O ministro da Agricultura e Pecuária (Mapa), Carlos Fávaro, disse nesta segunda-feira (25), em entrevista à Folha de S. Paulo, que a paralisação de venda de frigoríficos brasileiros de carne bovina ao Carrefour se estende, agora, aos produtores de frango.

Segundo ele, o setor de proteína animal brasileiro manterá a medida até o momento em que a rede varejista fizer uma retratação global.

O chefe da pasta reafirmou que a decisão do setor tem o apoio irrestrito do próprio Ministério e da Associação Brasileira das Indústrias Exportadoras de Carnes (Abiec), entidade que congrega 43 empresas de proteínas animais, responsáveis por 98% do produto negociado internacionalmente.

O imbróglio teve início quando o CEO do Carrefour na França, Alexandre Bompard, disse que a rede varejista não mais compraria carne advinda do Mercosul, o que inclui o Brasil, alegando questões ambientais e sanitárias.

Entidades representativas do setor de proteína animal, analistas de mercado e o próprio ministro Fávaro já disseram que a medida se tratava, puramente, de protecionismo.

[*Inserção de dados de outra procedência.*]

PR #438, opened 2024-10-29
Reorder args of reactiveCompute to allow omitting context

jberdine:
It seems to be common for code to not need the context argument of
reactiveCompute. This PR reorders the args so that when it is not needed, it
can be omitted.


bennostein (approved):
looks great!

jberdine:
Merged manually

PR #439, opened 2024-10-29
[nfc] Rename Skip REST service and fix getOne/getArray there

bennostein:
following up on convo with Julien earlier today


pikatchu:
Thanks!

PR #441, opened 2024-10-30
[docs] Update functions.md with some examples; add a generic CountMapper utility

bennostein:
I added the CountMapper utility as it came up while writing examples, and I figured it's a common enough thing that a prefab util version may be useful.


jberdine (commented):
Text LGTM but I wonder about defining count as a mapper rather than an accumulator. Will we lead people to write the less incremental code by doing that? And this makes me wonder about the naming convention, why have Sum, Min, and Max accumulators and then Count*Mapper*?

PR #445, opened 2024-10-31
Rename SkipService inputCollections to initialData

jberdine:
I am finding the name of the inputCollections field of SkipService
confusing, and so propose a renaming. There are two aspects: the type of the
field is not a Collection in the Skip sense, and the name inputCollections
is also used for that actual collections argument of reactiveCompute. The
reuse of the name is confusing, I think, as the field is the initial data
while the argument is the working data of the service. Users should not ever
read the inputCollections field, only provide it for runService (and
eventually initService) to read. But users should read from the
inputCollections argument. I think that renaming to emphasize that the field
is only the initial data will help.


bennostein:
Sound good to me.  Agree that this could be confusing.

PR #77, opened 2019-03-06
Add course count to org list

dankmitchell:
### Context
Replicate https://bat-dev-manage-courses-ui-app.azurewebsites.net/organisations

Add course count below each org name

### Guidance to review
`/organisations`


app/models/provider.rb
```diff
@@ -1,2 +1,5 @@
 class Provider < Base
+  def course_count
+    relationships.courses[:meta][:count]
```
misaka: Got a spec?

Assim, o posicionamento do executivo da empresa francesa seria uma forma de corroborar com o posicionamento de agricultores franceses, que protestam contra o acordo entre Mercosul e União Europeia.

“Se ele [o CEO do Carrefour] não quer comprar os produtos brasileiros, é simples, não compra […]. Agora, dizer que não tem qualidade sanitária? Faz 40 anos que a França compra carne do Brasil. E faz isso agora? Isso nós não vamos admitir, porque o que temos de mais precioso é a qualidade sanitária da nossa carne. É isso o que nos abriu tantos mercados no mundo”, disse Fávaro, à Folha.

Vale lembrar que o Grupo Carrefour Brasil já reconheceu, em nota, os impactos advindos da ruptura de fornecimento de carnes pela indústria nacional, após grandes frigoríficos, como JBS, Marfrig e Masterboi, interromperem a entrega de produtos às unidades do grupo no país.

Em contato com a reportagem do Canal Rural, a Associação Brasileira de Proteína Animal (ABPA) não quis comentar, no momento, o apoio dos produtores de frango ao embargo.